_What is required_
Find every line of the listing below where "liquidity" appears, and copy it.

[Opening Data section section]

PR #3676, opened 2021-06-30
add tm subcommand

jeremyletang:
This PR introduce a new `tm` subcommand which will allow use to run a tendermint node via the vega subcommand. Basically all the tendermint subcommand is  exposed as a vega subcommand.

In order to implement this I had to change a bit more code than expected so the default Help feature of the command line is disable, which was preventing the tm subcommand to work properly (hence all the Help field added in all existing command to support the -h/--help flags).

@ashleyvega / @fkondej you guys may be interested with this too.

close #3633


ashleyvega (approved):
LGTM. tested and working with `dockerisedvega`.

PR #3693, opened 2021-07-05
Calculation without decimals in liquidity target

jeremyletang:
Replacing the calculation using decimals by uint256 in the liquidity target package.

We are currently spending a considerable amount of time just converting from and into decimals / uint256 in this package.


witgaw (approved):
LGTM

PR #3698, opened 2021-07-06
refactor: update FromProto helpers from func to method

cityhunteur:
This makes it consistent with other FromProto helpers and
also adds couple of missing ones.


jeremyletang (commented):
Just a couple of comment, but seems good then.

jeremyletang (approved):

PR #3729, opened 2021-07-09
Update feature issue template

gordsport:
close #3728 

Updates to make the linking between issue/work item and the specs easier


cpuja84 (approved):
Looks good

PR #3730, opened 2021-07-12
added asset insurance account and distribute the funds market insuran…

ze97286:
…ce account to global account when market is closed + bug fix in markets integration

close #3707 
close #653


jeremyletang (approved):
Just added one last comment, once this is fixed it's good to merged, approving already.

PR #3736, opened 2021-07-12
Correcting event types and adding panics to catch mistakes

peterbarrow:
After we updated the proto types to domain types a few weeks back, we have broken some of the event handlers as they are expecting a different type of object. This was causing the issue shown in the ticket where the margin values were not being updated after they were initially set.

This PR fixes the wrong types and adds panics into the event handlers to catch wrong types being sent.

Closes #3618


jeremyletang (approved):
Sounds good, these changes will need to be backported to the api node.

cc @karlem @Cityhunteur

PR #4439, opened 2021-11-24
Create release_ticket.md issue template

gordsport:
Closes #4438


candida-d (dismissed):
This looks great! 

Dream scenario for documentation is being able to pull changelogs from the open repos directly into docusuarus. 

However, being able to see all the changelogs in one place, and copy & paste the markdown is next-best so that works great. I don't use the issue numbers/links, especially for the closed repos, but I assume they're useful for historical purposes.  

General questions: 
Is there any way to get me 'assigned' to the ticket, or some other way that I can get a GH notification when the whole setup ready to go? 

Is there a situation where some of the repos would get updates but /vega wouldn't - it seems very unlikely but just checking.

peterbarrow (dismissed):

peterbarrow (approved):

PR #4481, opened 2021-12-07
4450 nullchain client example

wwestgarth:
closes #4450 

This is some example client code that uses the nullblockchain time-forwarding to be able to play out a scenario of creating a market/placing orders. Makes a start at abstracting out some of the fiddling wallet management and passing around of connections.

[Closing Data section section]

_Answer to the exercise_
Calculation without decimals in liquidity target
Replacing the calculation using decimals by uint256 in the liquidity target package.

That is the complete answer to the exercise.